In the context of the Restoration of Independence, with the reinforcement and modernization of the kingdom's strongholds having been determined by the War Council of King John IV (1640-1656), the defense of the maritime coast was not forgotten. Thus, in 1643, reinforcement works began on the Santa Catarina, when one of the fortification's walls was expanded, its artillery increased to 15 pieces of different calibers.

In a short time, however, despite the strategic importance of the defense of Mondego rivermouth, information shows that, in 1680, the fort's facilities were in ruins, and a budget was drawn up for its renovation. This ended up not happening since, the money destined to his works ended up being consumed in other expenses of the War of Restoration.

In 1808 the fort was occupied by Napoleonic troops under the command of Jean-Andoche Junot, during the Peninsular War. A few months later, a force of two dozen volunteer students from the University of Coimbra, under the command of Artillery Sergeant Bernardo António Zagalo (from Ovar) and Infantry Sergeant Inácio Caiola, at the head of 3000 people of differing military training, equipment and value, forced the French garrison of the fort to surrender on the 27th of June, taking it under arrest to Coimbra, where they had come from. The fort was then occupied by the forces of Admiral Charles Cotton who, in command of the British fleet off the Portuguese coast, was thus able to ensure the safe landing of 13,000 men under Arthur Wellesley on the coast of Lavos, on 1 August.

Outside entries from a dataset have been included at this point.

PR #1300, opened 2019-09-10
Add key names to default control styles

kaiguo:
Fixes #1260.

Added key names to default control styles so they can support `BasedOn` styles like below.

```xml
<Style x:Key="MyComboBoxStyle" TargetType="ComboBox" BasedOn="{StaticResource DefaultComboBoxStyle}">
    ...
</Style>
```

PR #1859, opened 2020-01-18
Fix crash when trying to use DefaultRadioButtonStyle

### LINKED ISSUE #1855: Cannot reference DefaultRadioButtonStyle from app. Resource not found error.
Add this Xaml to your app:

`<RadioButton Style="{StaticResource DefaultRadioButtonStyle}" Content="RadioButton" />`

An error is raised:

`'Cannot find a Resource with the Name/Key DefaultRadioButtonStyle'.`

I think this is due to the fact that DefaultRadioButtonStyle is ending up in generic.xaml instead of themeresources.xaml

chingucoding:
## Description

Add RadioButton_themeresources.xaml to vcix files and move `DefaultRadioButtonStyle` to RadioButton_themeresources.xaml.
## Motivation and Context

Fixes #1855 
## How Has This Been Tested?

Add sample from #1855 to MUXControlsAdhocApp and checked if app starts correctly (and does not crash)


ranjeshj:
@kaiguo was there a specific reason for keeping the RadioButton style in RadioButton.xaml and not the theme resource files ?

kaiguo:
> @kaiguo was there a specific reason for keeping the RadioButton style in RadioButton.xaml and not the theme resource files ?

@ranjeshj hmm we are not very consistent with what goes to {controlname}_themeresources.xaml and what goes to {controlname}.xaml. From my observation in most cases (e.g. TeachingTip, TreeView, etc) the default template goes to {controlname}_themeresources.xaml and resources go to {controlname}.xaml. That's probably why RadioButton template ended up in RadioButton.xaml.

But from the crash looks like all "default" styles need to be in themeresources.xaml? If that's the case we probably should update everything to prevent other issues in the future, those "default" styles were introduced in #1300.

StephenLPeters:
I think we should probably include a test to the CommonStylesTest suite

kaiguo:
I just noticed my last was comment not right, most default templates are in {controlname}.xaml and resources are in {controlname}_themeresources.xaml (the original comment was opposite). I've updated the original comment. Sorry for the confusion 😬.

chingucoding:
@StephenLPeters

I have added a test in the RadioButtons test page, since I am not quite where exactly to put it without interfering with other tests in the common test suites.

dev/RadioButtons/TestUI/RadioButtonsPage.xaml
```diff
@@ -36,6 +36,10 @@
                             <x:Double>1.0</x:Double>
                             <x:Double>2.0</x:Double>
                         </controls:RadioButtons>
+
+                        <!-- Checking that the DefaultRadioButtonStyle can be accessed as resource -->
+                        <RadioButton Style="{StaticResource DefaultRadioButtonStyle}" Content="I am a RadioButton with DefaultRadioButtonStyle set ... meep morp" />
```
StephenLPeters: >... meep morp [](start = 147, length = 13)

While fun, I think we should avoid the Steven Universe references. Sorry :(

StephenLPeters:
Technically, this is kind of conflating controls, since RadioButtons, the container designed to hold RadioButton elements, is distinct from RadioButton, the inbox control. I think the better spot for this would be in the common styles pages where the rest of the lifted style for inbox controls live. I think adding this contributes to the already confusing difference between RadioButtons and RadioButton.  However if it's hard its not that big of a deal.

---
In reply to: [576902512](https://github.com/microsoft/microsoft-ui-xaml/pull/1859#issuecomment-576902512) [](ancestors = 576902512)

StephenLPeters:
> @StephenLPeters
> 
> I have added a test in the RadioButtons test page, since I am not quite where exactly to put it without interfering with other tests in the common test suites.

Technically, this is kind of conflating controls, since RadioButtons, the container designed to hold RadioButton elements, is distinct from RadioButton, the inbox control. I think the better spot for this would be in the common styles pages where the rest of the lifted style for inbox controls live. I think adding this contributes to the already confusing difference between RadioButtons and RadioButton. However if it's hard its not that big of a deal.

dev/RadioButtons/TestUI/RadioButtonsPage.xaml
chingucoding: I am deeply sorry about the reference (which I didn't even intend to be a reference to anything). I have removed it now.

StephenLPeters: Absolutely don't worry about it, I sincerely doubt it would ever be an issue, but just in case I'd says better to leave it out.

chingucoding:
> > @StephenLPeters
> > I have added a test in the RadioButtons test page, since I am not quite where exactly to put it without interfering with other tests in the common test suites.
> 
> Technically, this is kind of conflating controls, since RadioButtons, the container designed to hold RadioButton elements, is distinct from RadioButton, the inbox control. I think the better spot for this would be in the common styles pages where the rest of the lifted style for inbox controls live. I think adding this contributes to the already confusing difference between RadioButtons and RadioButton. However if it's hard its not that big of a deal.

The test control for the DefaultRadioButtonStyle "test" has its own place now on the common styles page. Since there might be other controls that will need a similiar test I have created a panel in the aforementioned page to collect them in one place.

StephenLPeters:
tests timed out... restarting

StephenLPeters:
@chingucoding Can you pull master to pick up @kmahone's fix for some of our infrastructure issues?

chingucoding:
> @chingucoding Can you pull master to pick up @kmahone's fix for some of our infrastructure issues?

Done!

chingucoding:
It seems like some test(s) keep failing. Maybe we should move the test control for this issue back to the RadioButtonsPage, to prevent other tests being impacted by this?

Throughout the 19th century the fort was mentioned in successive reports, which referred to the need for urgent repairs, until the loss of its military function.

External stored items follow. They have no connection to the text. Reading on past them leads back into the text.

Issue #1877, opened 2020-01-23
Remove "#define __INTELLISENSE__" from CppWinRTIncludes.h once underlying issue with cppwinrt/msvc has been resolved


kmahone:
We hit an issue in MUX.dll after the build machines got updated to VS 16.4.3. The updated compiler contains a bug that is hit by C++/WinRT.

The cppwinrt Issue is described here:
[Visual Studio 2019 version 16\.4\.3 produces bad code gen · Issue 486 · microsoft/cppwinrt](https://github.com/microsoft/cppwinrt/issues/486)

To work around the issue we added "#define __INTELLISENSE__" to dev\inc\CppWinRTIncludes.h.

This was an effective workaround to avoid the msvc bug. However, we should remove it as soon as it is no longer necessary. We could easily end up getting into a weird situation when this __INTELLISENSE__ symbol has some other unexpected consequences.

chingucoding:
It seems that the linked issue was fixed. Does this mean, that we can remove the defines now @kmahone ?

kmahone:
> It seems that the linked issue was fixed. Does this mean, that we can remove the defines now @kmahone ?

Yes. We can remove it now.

chingucoding:
Thanks for clarification, I'll create a PR for this then, if that's fine.

PR #1878, opened 2020-01-23
CppWinRT workaround for compiler issue in latest VS 16.4.3

kmahone:
We hit an issue in MUX.dll after the build machines got updated to VS 16.4.3. The updated compiler contains a bug that is hit by C++/WinRT.

The cppwinrt Issue is described here:
[Visual Studio 2019 version 16.4.3 produces bad code gen · Issue 486 · microsoft/cppwinrt](https://github.com/microsoft/cppwinrt/issues/486)

The workaround provided by the cppwinrt team is to #define '__INTELLISENSE__' before including the cppwinrt headers.

Removing this workaround is tracked by #1877

### DIFF
--- a/build/AzurePipelinesTemplates/MUX-RunHelixTests-Job.yml
+++ b/build/AzurePipelinesTemplates/MUX-RunHelixTests-Job.yml
@@ -17,8 +17,7 @@ parameters:
       buildPlatform: 'x86'
       buildConfiguration: 'debug'
       # %3b is the escape code for ';' which is used as the delimiter
-      # temporarily disabling windows.10.amd64.clientrs5.open.xaml. See #1892
-      helixTargetQueues: 'windows.10.amd64.clientrs2.open.xaml'
+      helixTargetQueues: 'windows.10.amd64.clientrs2.open.xaml%3bwindows.10.amd64.clientrs5.open.xaml'
     Release_x86:
       buildPlatform: 'x86'
       buildConfiguration: 'release'
--- a/build/AzurePipelinesTemplates/MUX-RunHelixTests-Job.yml
+++ b/build/AzurePipelinesTemplates/MUX-RunHelixTests-Job.yml
@@ -17,11 +17,13 @@ parameters:
       buildPlatform: 'x86'
       buildConfiguration: 'debug'
       # %3b is the escape code for ';' which is used as the delimiter
-      helixTargetQueues: 'windows.10.amd64.clientrs2.open.xaml%3bwindows.10.amd64.clientrs5.open.xaml'
+      # temporarily disabling windows.10.amd64.clientrs5.open.xaml. See #1892
+      helixTargetQueues: 'windows.10.amd64.clientrs2.open.xaml'
     Release_x86:
       buildPlatform: 'x86'
       buildConfiguration: 'release'
-      helixTargetQueues: 'windows.10.amd64.clientrs3.open.xaml%3bwindows.10.amd64.client19h1.open.xaml'
+      # temporarily disabling windows.10.amd64.clientrs3.open.xaml See #1892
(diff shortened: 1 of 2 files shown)


StephenLPeters:
https://dev.azure.com/ms/microsoft-ui-xaml/_build/results?buildId=59839&view=ms.vss-test-web.build-test-results-tab

significant number of failures the the PR, does this change break us on the 16.4.2 versions that are in the lab?

kmahone:
I am temporarily disabling RS3 and RS5 test passes due to #1892

kmgallahan:
Lets say in theory someone cloned and built this repo for the first time on the same day this issue was opened, by coincidence. 

Would it be expected that the solution would build successfully, but the MUXControlsTestApp crash during certain actions?

(not actually in theory, this was my experience)

kmahone:
> Lets say in theory someone cloned and built this repo for the first time on the same day this issue was opened, by coincidence.
> 
> Would it be expected that the solution would build successfully, but the MUXControlsTestApp crash during certain actions due to the 16.4.3 compiler issue?
> 
> (not actually in theory, this was my experience)

@kmgallahan yes, that is exactly what would happen. In fact, it wouldn't matter that it was a new clone being built for the first time. Just building the repo with 16.4.3 will result in the crash being hit.

I hope to get this PR through very soon - I am hitting some unrelated issues with our test infrastructure. If you are blocked on making progress due to the crash and don't want to wait for this PR to merge, you can cherry-pick the fix to your branch:
`git cherry-pick ba0e237d4da9b85fae69dd193b8422ae70613792`

kmgallahan:
@kmahone Thanks, I was hoping this might be the case as I was starting to lose my sanity after finally getting the solution to build for the first time on my local machine.

I was mainly just trying to poke around a bit as I haven't contributed to the codebase before. This compiler issue was just just a happy friend waiting to throw a surprise party for me is all.

FYI, not sure if normal for a repo of this size or if the compiler issue is to blame, but opening the solution in VS for the first time resulted in max CPU usage for 10-20 minutes while projects were loaded and code analysis processed things.

ranjeshj:
> @kmahone Keith Mahoney FTE Thanks, I was hoping this might be the case as I was starting to lose my sanity after finally getting the solution to build for the first time on my local machine.
> 
> I was mainly just trying to poke around a bit as I haven't contributed to the codebase before. This compiler issue was just just a happy friend waiting to throw a surprise party for me is all.
> 
> FYI, not sure if normal for a repo of this size or if the compiler issue is to blame, but opening the solution in VS for the first time resulted in max CPU usage for 10-20 minutes while projects were loaded and code analysis processed things.

@kmgallahan Which version of VS are you using ? Was it only the very first time ? I'm wondering if intellisense or something is kicking in. 

There are quite a few projects to parse so loading the entire solution does make visual studio sluggish sometimes. One option that we use to mitigate this is the [inner loop solution](https://github.com/microsoft/microsoft-ui-xaml/blob/master/MUXControlsInnerLoop.sln) along with the innerloopareas.props[https://github.com/microsoft/microsoft-ui-xaml/blob/master/InnerLoopAreas.props](url). By modifying the props, you can essentially filter the solution to only the features you are working on. That will drastically reduce the load and build times for the local developer workflow. Not every combination of features work by default, but once you set it up, it helps quickly iterate. These files are only for the developer local workflow - the build pipelines do not use these. Hope that helps.

kmgallahan:
@ranjeshj VS 2019 16.3.4 with ReSharper

I think I opened VS and the solution 2-3 times, but wasn't watching resource usage after the first one. During that first load I disabled an extension or 2 and change some settings to try and speed things up the next time around.

I did notice that multiple msbuild.exe processes were leftover after closing VS. Not sure if they just became orphaned background tasks or were hung for some reason.

Thanks for the inner loop suggestion, I'll try that out and monitor load times next time around.

PR #1786, opened 2019-12-21
Add 19H2 to bug issue template windows version list

chingucoding:
## Description

Add Windows 10 19H2 to table of windows version in the GitHub bug issue template
## Motivation and Context

Keep bug issue template up to date
## How Has This Been Tested?

Viewed the MD file in GitHub

PR #1885, opened 2020-01-24
Update bug report issue template for 19H2

jesbis:
Add 19H2 to version matrix

### DIFF
--- a/.github/ISSUE_TEMPLATE/bug_report.md
+++ b/.github/ISSUE_TEMPLATE/bug_report.md
@@ -32,6 +32,7 @@ NuGet package version:
 | Windows 10 version                  | Saw the problem? |
 | :--------------------------------- | :-------------------- |
 | Insider Build (xxxxx)              | <!-- Yes/No? -->   |
+| November 2019 Update (18363)  | <!-- Yes/No? -->   |
 | May 2019 Update (18362)            | <!-- Yes/No? -->   |
 | October 2018 Update (17763)        | <!-- Yes/No? -->   |
 | April 2018 Update (17134)          | <!-- Yes/No? -->   |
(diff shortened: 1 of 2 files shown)


jesbis:
Looks like the GitHub web UI additionally automatically fixed some spacing in the question template

chingucoding:
I thought that since 19H2 doesn't have a separate SDK , it was not listed (see #1786 which was closed because of that).

jesbis:
> I thought that since 19H2 doesn't have a separate SDK , it was not listed (see #1786 which was closed because of that).

I didn't catch that earlier PR - I think it's worth revisiting since the table isn't for SDK versions, it's explicitly for OS versions and 18363 is a separate OS version.

I just filed a bug report and even I had to stop and think about how to fill it in, and I work on Windows 🙂

Other options might be:
* include 18362 and 18363 in the same table cell (seems too confusing if you don't know the intricacies of OS and SDK versioning, which we don't expect people to)
* switch table to SDK versions (not sure that would be better - we don't want to make it too hard to file bugs and SDK version is more complex, plus it's possible that people reporting bugs won't easily know what SDK version a component is compiled against at all, or might have a mix of SDK targets)
* add separate table for SDK versions (creates more overhead for filers)

@ranjeshj any thoughts?

ranjeshj:
> * s too confusing if you don't know the intricacies of OS and SDK versioning, which we don't expect people to
> * switch table to SDK versions
>   
>   * not sure that would be better - we don't want to make it too hard to file bugs and SDK version is more complex, plus it's possible that people reporting bugs won't easily know what SDK version a component is compiled against at all, or might have a mix of SDK targets
> * add separate table for SDK versions
>   
>   * creates more overhead for filers

I would leave it as it is with just the windows versions and not bring in the SDK versioning for the reasons you mention. The details here are useful when someone is debugging an issue to understand which OS the bits are running on. This is because we have conditional logic depending on the availability of specific platform features in each OS version.

PR #1886, opened 2020-01-25
Fix issue with multiple resets causing a crash due to duplicate keys.

### LINKED ISSUE #1871: Multiple collection resets raised before layout runs causes crash in reset pool of ItemsRepeater
ItemsRepeater needs to handle multiple collection resets without layout in between when using IKeyIndexMapping itemssource.

In ViewManager::OnItemsSourceChanged, Reset case, we recycle all containers during reset. For IKeyIndexMapping, this will try to put the containers into the reset pool. If this logic runs in succession before layout runs, we try to add the containers multiple times which is not allowed due to the unique ids check.

ranjeshj:
This causes a crash when doing filtering using unique ids and happens especially often when using an animator.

In 1911 a part of the fort's space was ceded to the Instituto de Socorros a Náufragos. The remainder was leased to Ténis Club Figueirense a few years later.
==Lighthouse==
A lighthouse was installed in the fort in 1888 and was deactivated in 1969. It is a cylindrical cast-iron tower, approximately 10 meters high, with a lantern and gallery, painted red.

==Features==
The fort has a triangular, organic plant, adapted to the irregular terrain on which it stands. It was criticized for presenting a very sharp angle on the faces of one of the bulwarks, which could compromise the defence. The rest have the shape of a dovetail. In the square of arms the barracks and the Chapel of Santa Catarina were built, the latter being an oratory with a square layout and Mannerist typology, built around 1598, with an image of the patron saint dating from the 18th century.